Tailored therapeutics: Inherited retinal diseases, ideal targets for gene therapy
Over the last decade, extensive research has been done on gene transfer techniques for treating ocular diseases through gene therapy. The eye is easily accessible for topical or localized drug delivery including direct injection of gene therapy vectors. A variety of such vectors have now been tested for retinal applications that can be engineered for the delivery of therapeutic genes to ocular tissues for the treatment of many eye diseases (82). In the majority of IRDs the defective genes have an effect on the retinal pigment epithelium (RPE), the photoreceptor layers and underlying choriocapillaris (83).

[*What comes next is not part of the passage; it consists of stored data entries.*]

PR #2866, opened 2026-08-08
fix(cwv): reclaim stale stuck IN_PROGRESS suggestions on re-audit

tkotthakota-adobe:
## Problem

Mystique flips a CWV `CODE_CHANGE` suggestion to **`IN_PROGRESS`** the moment it finishes generating a code-fix patch — that status is the *deploy hand-off* signal and the sole trigger consumed by the autofix-worker. On the large majority of sites `cwv-auto-fix` is **off**, so nothing ever consumes the hand-off and the suggestion sits `IN_PROGRESS` **forever**.

The CWV re-audit preserves `IN_PROGRESS` on every run, so these never self-heal — they **accumulate every weekly audit** and clog the customer-facing "Deployed" tab even though the patch is ready and no deploy is (or ever will be) in flight. A transient upstream outage — e.g. the **Aug 2026 clientlib-builder outage** that stranded ~2,048 suggestions across ~203 sites — produces the same end state at scale.

Blackboard V2 (the durable fix) is far off; this is the near-term, self-healing stopgap.

## Fix

Add a CWV-specific `mergeStatusFunction` (`createMergeCwvStatus`) to the `syncSuggestions` call in `syncOpportunitiesAndSuggestions`. On re-audit it reclaims a matched suggestion **`IN_PROGRESS → NEW` only when all** hold:

1. the suggestion is `IN_PROGRESS`;
2. it has **no active fix entity** (`PENDING`/`DEPLOYED`/`PUBLISHED`, keyed by `changeDetails.suggestionId`); and
3. it is **stale** (> `STALE_IN_PROGRESS_MS` = **24h** since `updatedAt`).

Every other case delegates to the existing `defaultMergeStatusFunction` unchanged (preserving `OUTDATED`-regression and `ERROR → NEW`). The fix-entity fetch is wrapped in try/catch — **any failure fails safe** (skips reclaim for that run).

## Why it is safe

- **No data loss** — the patch lives in `suggestion.data`; only the status flips. Reclaimed suggestions keep `isCodeChangeAvailable === true`, so they re-surface as actionable and are **not** re-dispatched for regeneration.
- **Never touches a live deploy** — active-fix guard + 24h window (far longer than a real hand-off) mean a freshly-set `IN_PROGRESS` is never reclaimed mid-flight.
- **Reversible** — plain status change via the same API.
- **Fail-safe** — fix-entity fetch error disables reclaim for that run.

## Consequences

- First re-audit after ship flips each site's accumulated stale `IN_PROGRESS` to `NEW` in one bounded pass (one-time cleanup). Customer-visible: stuck "Deployed" items reappear as actionable "Current" items — the intended outcome.
- Suggestions with a **stuck `PENDING`** fix (deploy PR opened, never merged) are deliberately **not** reclaimed here — handled via `delete-cwv-fixes`.
- The 24h threshold is the one tuning knob (`STALE_IN_PROGRESS_MS`).

See **ADR-003** (`docs/decisions/003-reclaim-stale-inprogress-cwv-suggestions.md`) for the full decision record and alternatives.

## Testing

11 new tests (3 integration through `syncOpportunityAndSuggestionsStep`, 8 unit on `createMergeCwvStatus`): stale-reclaim, active-fix-preserved, fresh-not-stale, fetch-failure-no-reclaim, non-`IN_PROGRESS` unchanged, `OUTDATED`-regression (both branches), `ERROR → NEW`, 24h constant. Full `npm test` green with **100% line/branch/statement** coverage; `npm run lint` clean.

## Relationship to other work

Complements autofix-worker **#686** (no-PR/`CM_STANDARD` structural strand). This PR covers the strand #686 cannot reach — the transient-outage / auto-deploy-off backlog — because the re-audit is the one place that runs periodically on every site regardless of deploy channel.

## Change Management

```yaml
cm-assessment: v1
changeType: standard
impact: unnoticeable
risk: minor
changeApprovedBy: ["Julien Ramboz", "Dominique Jäggi"]
```

### DIFF
--- a/src/cwv/opportunity-sync.js
+++ b/src/cwv/opportunity-sync.js
@@ -265,6 +265,14 @@ export async function syncOpportunitiesAndSuggestions(context) {
     const fixEntities = await opportunity.getFixEntities();
     (fixEntities || []).forEach((fixEntity) => {
       if (ACTIVE_FIX_STATUSES.has(fixEntity.getStatus())) {
+        // Contract (cross-repo): the CWV fix→suggestion link is the denormalized
+        // changeDetails.suggestionId that spacecat-autofix-worker owns — its
+        // cwv/handler.js writes changeDetails = { suggestionId, issueId, issueTitle }
+        // and code-repo-manager.js reads it back. We deliberately key on that
+        // rather than the canonical FixEntitySuggestion join for an O(1) reverse
+        // lookup. If a future CWV fix writer ever lands without suggestionId, this
+        // guard misses it — but the 24h staleness window + fail-safe (fixFetchFailed)
+        // bound the blast radius, so a genuinely-live deploy is never reclaimed here.
         const suggestionId = fixEntity.getChangeDetails?.()?.suggestionId;
         if (suggestionId) {
           activeFixSuggestionIds.add(suggestionId);
--- a/src/cwv/opportunity-sync.js
+++ b/src/cwv/opportunity-sync.js
@@ -10,8 +10,8 @@
  * governing permissions and limitations under the License.
  */
 
-import { Audit, Suggestion } from '@adobe/spacecat-shared-data-access';
-import { syncSuggestions } from '../utils/data-access.js';
+import { Audit, Suggestion, FixEntity } from '@adobe/spacecat-shared-data-access';
+import { syncSuggestions, defaultMergeStatusFunction } from '../utils/data-access.js';
 import { createOpportunityData } from './opportunity-data-mapper.js';
 import { convertToOpportunity } from '../common/opportunity.js';
 import calculateKpiDeltasForAudit, { THRESHOLDS, METRICS, calculateConfidenceScore } from './kpi-metrics.js';
@@ -144,6 +144,60 @@ export function mergeCwvData(existingData, newDataItem) {
 }
 
 /**
+ * How long a CWV suggestion may sit IN_PROGRESS before a re-audit treats it as
+ * stale and reclaims it back to NEW. Mystique flips a suggestion to IN_PROGRESS
+ * the moment it hands a generated patch off for deploy; on an auto-deploy-off
+ * site nothing ever consumes that hand-off, so without this the suggestion is
+ * stuck forever. 24h is comfortably longer than the transient deploy window, so
+ * a genuinely in-flight IN_PROGRESS is never reclaimed mid-deploy.
+ */
+export const STALE_IN_PROGRESS_MS = 24 * 60 * 60 * 1000;
+
+/**
+ * FixEntity statuses that represent a real in-flight or live deploy. A suggestion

The availability of animal models that are genetically well-defined and the ease of gene delivery to the retina and vitreous has helped rapidly advance research on ocular gene therapy (84). The direct ocular delivery can limit immune responses toward the vector and transgene, with the blood-retinal barrier helping to restrain the systemic spread (5). The non-dividing stable cells of the retina are conducive to the use of a variety of vector types to produce sustained transgene expression with the goal of vision recovery. However, the differential progression rates of different IRDs provides challenges in identification of therapeutic windows during which rectification of the gene defect may prevent further damage.
The most common IRDs are RP, LCA, choroideremia, LHON, Achromatopsia, Stargardt disease, and X- linked retinoschisis (XLRS) (83). Thus, gene therapies in development for ocular diseases focus on these diseases alongside more common retinal vascular diseases such as Diabetic Retinopathy and AMD.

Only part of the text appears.